[Stored data entries]
PR #67, opened 2026-05-13
feat(wallets): browser/passkey-backed `KeyAuthorization` signing

mablr:
Add browser-wallet bridge support for signing Tempo `KeyAuthorization` payloads with a passkey-rooted account.

Associated to https://github.com/foundry-rs/foundry-browser-wallet/pull/67, https://github.com/foundry-rs/foundry-browser-wallet/pull/75.

- types: `BrowserKeyAuthorizationRequest` / `BrowserKeyAuthorizationResponse`
- queue: `HasId` for the new request type
- state: `key_authorizations` queue + accessors
- handlers/router: `GET /api/key-authorization/request` and `POST /api/key-authorization/response`
- server: `request_key_authorization` with server-side verification of `key_id`, `key_type`, `chain_id` and recovered signer
- signer: `BrowserSigner::sign_key_authorization` high-level entry point
- everything gated behind `tempo` feature


crates/wallets/src/wallet_browser/server.rs
```diff
@@ -203,6 +211,131 @@ impl<N: Network> BrowserWalletServer<N> {
...
+                            Err(e) => {
+                                return Err(BrowserWalletError::ServerError(format!(
+                                    "wallet returned an unrecoverable SignedKeyAuthorization \
+                                     signature: {e}"
+                                )));
+                            }
+                        }
+                    }
+
+                    return Ok(signed);
```
figtracer, line 287: This accepts the wallet's signed payload after only checking key_id/chain_id/key_type. I reproduced a response signed by the connected root that dropped the requested expiry and limits, and the server returned it as ok. Please compare the signed authorization to the requested payload after canonicalization, or reject any mutation that broadens chain or restrictions.

stevencartavia: +1, and worth noting the gap is broader than `expiry`/`limits`: `is_admin` and `account` aren't checked either, so the worst case is escalation to an admin key, not just a weaker one. I reproduced this against `request_keychain_auth` — a response with the same `key_id`/`chain_id`/`key_type` but `into_admin(root)` and no `expiry`, re-signed by the connected root, is accepted as ok.

The Secp256k1 `recover_signer()` check doesn't help: it hashes the wallet-returned authorization, so it only proves root signed whatever came back, not that it matches the request. P256/WebAuthn has no off-chain check at all. Suggest comparing all security-relevant fields against the requested payload (after canonicalization) before accepting.

mablr: Fixed in https://github.com/foundry-rs/foundry-core/pull/67/commits/c7211fca85226489f49e97c8f2383c764619f9ef

crates/wallets/src/wallet_browser/server.rs
```diff
@@ -203,6 +211,110 @@ impl<N: Network> BrowserWalletServer<N> {
...
+                                )));
+                            }
+                            Err(e) => {
+                                return Err(BrowserWalletError::ServerError(format!(
+                                    "wallet returned an unrecoverable SignedKeyAuthorization \
+                                     signature: {e}"
+                                )));
+                            }
+                        }
+                    }
```
stevencartavia: The signature isn't verified for P256/WebAuthn (the passkey case). The gate uses `key_type == Secp256k1`, but `key_type` is the *access key being authorized*, not the root's signing scheme — `recover_signer()` dispatches on the signature variant and verifies all three schemes. So a P256/WebAuthn authorization skips verification and this function can return `Ok` with an unverified/non-root signature (on-chain may still reject later).

Verify unconditionally and drop the gate + stale comment:
```rust
match signed.recover_signer() {
    Ok(recovered) if recovered == root_account => {}
    Ok(recovered) => return Err(BrowserWalletError::ServerError(format!(
        "signed by {recovered} but root account is {root_account}"
    ))),
    Err(e) => return Err(BrowserWalletError::ServerError(format!(
        "invalid SignedKeyAuthorization signature: {e}"
    ))),
}
```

* [PROBLEM STATEMENT]
Exactly as shown above, write out all the records.

* [RESULT BELOW]
PR #67, opened 2026-05-13
feat(wallets): browser/passkey-backed `KeyAuthorization` signing

mablr:
Add browser-wallet bridge support for signing Tempo `KeyAuthorization` payloads with a passkey-rooted account.

Associated to https://github.com/foundry-rs/foundry-browser-wallet/pull/67, https://github.com/foundry-rs/foundry-browser-wallet/pull/75.

- types: `BrowserKeyAuthorizationRequest` / `BrowserKeyAuthorizationResponse`
- queue: `HasId` for the new request type
- state: `key_authorizations` queue + accessors
- handlers/router: `GET /api/key-authorization/request` and `POST /api/key-authorization/response`
- server: `request_key_authorization` with server-side verification of `key_id`, `key_type`, `chain_id` and recovered signer
- signer: `BrowserSigner::sign_key_authorization` high-level entry point
- everything gated behind `tempo` feature


crates/wallets/src/wallet_browser/server.rs
```diff
@@ -203,6 +211,131 @@ impl<N: Network> BrowserWalletServer<N> {
...
+                            Err(e) => {
+                                return Err(BrowserWalletError::ServerError(format!(
+                                    "wallet returned an unrecoverable SignedKeyAuthorization \
+                                     signature: {e}"
+                                )));
+                            }
+                        }
+                    }
+
+                    return Ok(signed);
```
figtracer, line 287: This accepts the wallet's signed payload after only checking key_id/chain_id/key_type. I reproduced a response signed by the connected root that dropped the requested expiry and limits, and the server returned it as ok. Please compare the signed authorization to the requested payload after canonicalization, or reject any mutation that broadens chain or restrictions.

stevencartavia: +1, and worth noting the gap is broader than `expiry`/`limits`: `is_admin` and `account` aren't checked either, so the worst case is escalation to an admin key, not just a weaker one. I reproduced this against `request_keychain_auth` — a response with the same `key_id`/`chain_id`/`key_type` but `into_admin(root)` and no `expiry`, re-signed by the connected root, is accepted as ok.

The Secp256k1 `recover_signer()` check doesn't help: it hashes the wallet-returned authorization, so it only proves root signed whatever came back, not that it matches the request. P256/WebAuthn has no off-chain check at all. Suggest comparing all security-relevant fields against the requested payload (after canonicalization) before accepting.

mablr: Fixed in https://github.com/foundry-rs/foundry-core/pull/67/commits/c7211fca85226489f49e97c8f2383c764619f9ef

crates/wallets/src/wallet_browser/server.rs
```diff
@@ -203,6 +211,110 @@ impl<N: Network> BrowserWalletServer<N> {
...
+                                )));
+                            }
+                            Err(e) => {
+                                return Err(BrowserWalletError::ServerError(format!(
+                                    "wallet returned an unrecoverable SignedKeyAuthorization \
+                                     signature: {e}"
+                                )));
+                            }
+                        }
+                    }
```
stevencartavia: The signature isn't verified for P256/WebAuthn (the passkey case). The gate uses `key_type == Secp256k1`, but `key_type` is the *access key being authorized*, not the root's signing scheme — `recover_signer()` dispatches on the signature variant and verifies all three schemes. So a P256/WebAuthn authorization skips verification and this function can return `Ok` with an unverified/non-root signature (on-chain may still reject later).

Verify unconditionally and drop the gate + stale comment:
```rust
match signed.recover_signer() {
    Ok(recovered) if recovered == root_account => {}
    Ok(recovered) => return Err(BrowserWalletError::ServerError(format!(
        "signed by {recovered} but root account is {root_account}"
    ))),
    Err(e) => return Err(BrowserWalletError::ServerError(format!(
        "invalid SignedKeyAuthorization signature: {e}"
    ))),
}
```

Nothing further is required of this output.